START INPUT RECORDS

PR #11916, opened 2026-01-12
fix(postgres): handle timestamptz correctly

Minishlink:
Follow-up of this PR https://github.com/typeorm/typeorm/pull/11774

I won't handle tests this time since there is a lot of confusion around them about this subject. I'll let maintainers merge this as-is or update the relevant tests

END INPUT RECORDS

* **TASK INSTRUCTIONS**: Lines from the one containing "Follow-up of this" through the last line of the records, restated word for word: that is the whole response.

* **EXERCISE OUTPUT**:
Follow-up of this PR https://github.com/typeorm/typeorm/pull/11774

I won't handle tests this time since there is a lot of confusion around them about this subject. I'll let maintainers merge this as-is or update the relevant tests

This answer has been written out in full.